1. 17
  1. 13

    for the typical images where I would use PNG, QOI is around 3x larger, and some outliers are far worse. … However, as I said, QOI’s strength is its trade-off sweet spot. The specification is one page, and an experienced developer can write a complete implementation from scratch in a single sitting. My own implementation is about 100 lines of libc-free C for each of the encoder and decoder.

    I’m not sure when “I can write my own codec in 200LOC” would be a selling point for an image format, unless of course you just happen to love writing image codecs. Every platform you could ever consider using already has PNG support at a net cost to you of basically zero LOC.

    1. 4

      Reading some of the author’s other posts, I get the sense that “implementable from scratch” is one of his values, as opposed to a means to some other end. For example, this article where he talks about implementing hash tables from scratch, or his showcase of self-contained C programs that output video.

      Being able to use other people’s code is a huge boon to productivity, but I can also appreciate the art of learning to do things yourself (provided that that is the intention, of course).

      1. 4

        I would assume PNG is significantly slower to decode though? Depending on the kind of game, you may have to very quickly stream assets in from disk, and the time it takes for the CPU to decide a PNG might end up being critical.
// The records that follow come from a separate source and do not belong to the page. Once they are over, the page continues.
PR #268, opened 2018-03-22
Update readme for install with MacPorts

millerdev:
Submitted to MacPorts https://trac.macports.org/ticket/56121

### DIFF
--- a/README.md
+++ b/README.md
@@ -8,7 +8,6 @@ this process.
 It is compatible with Fortinet VPNs.
 
 
-
 --------
 Examples
 --------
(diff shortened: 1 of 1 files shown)


adrienverge:
Hi, thanks for submitting to MacPorts.

But why do you want to store this `Portfile` here?

millerdev:
So it can be maintained and updated as new versions are released. Feel free to drop the Portfile from this PR if you don't want it.

adrienverge:
Yes I think it's better to drop it. Other package files (for Fedora, Debian, Ubuntu...) are also stored elsewhere.

DimitriPapadopoulos:
Here is an example of a re-organized README.md:
https://github.com/DimitriPapadopoulos/openfortivpn/blob/installing/README.md

Does it help?

millerdev:
Yes, I noticed that. Your version is much better. Updated.

DimitriPapadopoulos:
If you're OK with the above, I can squash into a single commit myself if it helps.

millerdev:
> Also you do realize that you suggest using only Homebrew and not MacPorts for building from sources, don't you?

Yes. The MacPorts build-from-source instructions were exactly the same as above install-with-MacPorts instructions, so it seemed redundant to me.

millerdev:
Squashed. Maybe wait for the [Portfile](https://trac.macports.org/ticket/56121) be added to MacPorts repos before merging?

DimitriPapadopoulos:
Sure, just add a comment when it's ready.

millerdev:
Portfile added to MacPorts: https://github.com/macports/macports-ports/pull/2026

mrbaseman:
@millerdev can you trigger an update of the Portfile? We have released _openfortivpn_ with some fixes in the routing code for OSX.

millerdev:
@mrbaseman https://github.com/macports/macports-ports/pull/3130

Issue #54, opened 2016-04-15
"--ppd-plugin" and "--ppd-log" parameters may be a security risk when running through sudo


mata-p:
When execution of the openfortivpn executable is granted to unprivileged users the way the example on the project frontpage shows, the `--ppp-plugin` and `--ppd-log` arguments are passed directly to pppd as `plugin`, respective `logfile`.

As pppd in this case will be executed as root, `plugin` allows to load a mailicious user controlled plugin from an arbitrary location as root. This could probably be mitigated by only allowing plugin names which don't contain a slash, therfore limiting loading plugins only from the `/usr/lib/pppd/[version]` directory.

`logfile` allows to open (or create) an aribitray file as root and append log output to it. `pppd` when not invoked as root opens the log file as the original user, but in this case it's already invoked as root thorugh sudo.

At the very least the instructions on the front page should be changed not to allow direct execution of the openfortivpn binary but of a wrapper script that doesn't take potentially insecure user arguments.

adrienverge:
@mata-p,

Thanks and sorry for the long delay.

I've just added a section to briefly warn about the problem in the README file. I'm open to any better solution ; pull requests are welcome.

mrbaseman:
I think we can close this, since the readme has been updated a long time ago.

PR #270, opened 2018-03-30
Add --pppd-call option.

gbon121:
On systems where pppd supports the "call" option --- eg. Debian derived
distros --- privileged options to pppd can be moved to a config file owned
by root, and any unprivileged user in group "dip" can invoke openfortivpn.

Static routes and DNS settings are managed by /etc/ppp/ip-up.local and
/etc/ppp/ip-down.local scripts, provided the following lines are added
to /etc/openfortivpn/config:

```
set-routes = 0
set-dns = 0
pppd-ipparam = openfortivpn
pppd-call = openfortivpn
```

### DIFF
--- a/src/ipv4.c
+++ b/src/ipv4.c
@@ -515,12 +515,37 @@ err_destroy:
 	return ret;
 }
 
+static void add_text_route(struct tunnel *tunnel, const char *dest,
+                           const char *mask, const char *gw)
+{
+	size_t l0, l1;
+	const char fmt[] = ",%s/%s/%s";
+	const char trigger[] = "openfortivpn";
+	char **target = &tunnel->config->pppd_ipparam;
+	char *ptr;
+
+	if (*target == NULL || strncmp(*target, trigger, strlen(trigger)))
+		return;
+	if (!dest || !mask || !gw)
+		return;
+	log_info("Registering route %s/%s via %s\n", dest, mask, gw);
+	l0 = strlen(*target);
+	l1 = strlen(fmt) + strlen(dest) + strlen(mask) + strlen(gw) + 1;
+	if ((ptr = realloc(*target, l0 + l1))) {
+		*target = ptr;
+		snprintf(*target + l0, l1, fmt, dest, mask, gw);
+	} else {
+		log_error("realloc: %s\n", strerror(errno));
+	}
+}
+
 int ipv4_add_split_vpn_route(struct tunnel *tunnel, char *dest, char *mask,
                              char *gateway)
 {
 	struct rtentry *route;
 	char env_var[24];
 
+	add_text_route(tunnel, dest, mask, gateway);
 	if (tunnel->ipv4.split_routes == MAX_SPLIT_ROUTES)
 		return ERR_IPV4_NO_MEM;
 	if ((tunnel->ipv4.split_rt == NULL)
--- a/src/tunnel.c
+++ b/src/tunnel.c
@@ -145,6 +145,16 @@ static int pppd_run(struct tunnel *tunnel)
 			NULL // terminal null pointer required by execvp()
 		};
 
+		if (tunnel->config->pppd_call) {
+			/* overwrite args[]: keep pppd_path, replace all
+			 * options with "call <name>" */
+			int j = 1;
+			args[j++] = "call";
+			args[j++] = tunnel->config->pppd_call;
+			while (j < ARRAY_SIZE(args))
+				args[j++] = NULL;
+		}
+
 		// Dynamically get first NULL pointer so that changes of
 		// args above don't need code changes here
 		int i = ARRAY_SIZE(args) - 1;
--- a/doc/openfortivpn.1.in
+++ b/doc/openfortivpn.1.in
@@ -26,6 +26,7 @@ openfortivpn \- Client for PPP+SSL VPN tunnel services
 [\fB\-\-pppd-plugin=\fI<file>\fR]
 [\fB\-\-pppd-ipparam=\fI<string>\fR]
 [\fB\-\-pppd-ifname=\fI<string>\fR]
+[\fB\-\-pppd-call=\fI<name>\fR]
 [\fB\-\-persistent\fR]
 [\fB\-c\fR \fI<file>\fR]
 [\fB\-v|\-q\fR]
@@ -129,6 +130,13 @@ for further details
 \fB\-\-pppd-ifname=\fI<string>\fR
 Set the ppp interface name. Only if supported by pppd. Patched versions of pppd
 implement this option but may not be available on your platform.
+.TP
+\fB\-\-pppd-call=\fI<name>\fR
+Drop usual arguments from pppd command line and add `call <name>' instead.
+This can be useful on Debian and Ubuntu, where unprivileged users in
+group `dip' can invoke `pppd call <name>' to make pppd read and apply
+options from /etc/ppp/peers/<name> (including privileged ones).
+.TP
 \fB\-\-persistent\=\fI<interval>fR
 Runs the vpn persistently in an endless loop and tries to reconnect forever.
 The reconnect interval may be specified in seconds, where 0 means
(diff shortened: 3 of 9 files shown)


src/ipv4.c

        The way he talks about QOI as an alternative to run-length encoding makes me think decoding speed is truly one of the main objectives here.

        At least that’s the rational explanation I can come up with. It’s obviously also possible that it’s just a desire to implement everything from scratch for no rational reason. Which is also completely fine.

        EDIT: To confirm, the QOI web page does indeed claim that it’s 3-4x faster to decode than PNG.

        1. 4

          For modern games it’s probably better to use something like Basis Universal which gives you a compressed texture format. You get a better on-disk compression ratio and use less VRAM.

          1. 3

            Basis Universal

            First time hearing about that. What a treat, thx for the reference! I was already kinda bummed by complex code paths to support both ETC2 on android and DXT / S3CT on computers.

            1. 1

              Basis Universal looks like a good choice, but I haven’t done enough research to judge its pros and cons. It’s worth noting that it does rely on extensions, so you can’t use it with standard OpenGL, and last time I looked at the world of compressed textures, it seemed like an absolute patent mine field.

              I’m almost certain that a modern NVMe drive can read a PNG much faster than a CPU can decode it. But I’m not going to look at the numbers and do the numbers right now, and I’m open to be proven wrong. (We have to remember though that the CPU has a lot of other stuff to do while playing a game, not all of it can be dedicated to decoding PNGs.)

              1. 3

                Basis got standardized. If you’re using compressed textures that’s definitely better than loading QOI and then doing the hard work of compressing the textures.

                For now I’d bet that games are bottlenecked on single-core performance, and can find spare cores for decompression of something better, at least LZ4 if not zstd. When you can live with the low compression ratio of QOI, you can’t have enormous amounts of data to load in the first place.

                But for really large worlds that need to be loaded in real-time, the future is DirectStorage and friends. Weirdly enough, DirectStorage supports hardware-accelerated DEFLATE so you can off-load PNGs, but not QOI. PS5 uses Kraken, which beats both on compression ratio.

          2. 2

            I suspect that this may be different if the context is textures because you can get some big wins from being able to write the decoder as a small GPU kernel, load the compressed images there, decode them, and recompress them with whatever the specific GPU has hardware support for. That said, I thought OpenGL defined some interchange formats these days that most GPUs either had hardware support for transcoding or at least had off-the-shelf kernels as part of their driver stack.

          3. 5

            Simple/fast compressors may seem interesting when you look at a singular metric like code size or raw decode speed, but the compressors need to be evaluated as part of a system, e.g.:

            • If you have many MBs or GBs of assets, then compressing them even slightly less will cost you way more disk space than a few KB extra of decompressor code.

            • faster decode at cost of increased disk I/O may be a net negative for overall loading time. Especially if you have many separate assets that can be loaded in parallel, then time to load them isn’t serial disk + decode time where decode matters, but rather max(disk, decode) where decode time is completely masked by I/O time and irrelevant as long as it not slower than disk.

            1. 1

              Sooo how does it compare to https://tools.suckless.org/farbfeld/ ? The author mentions it but doesn’t go into detail… Why are they more excited than what exists in this space?

              1. 2

                From the look of it, QOI generates smaller files without much more complexity. It has some basic RLE compression and some basic difference encoding for storing a pixel as “previous pixel +/- some small numbers”, which fits into 1-2 bytes instead of 4.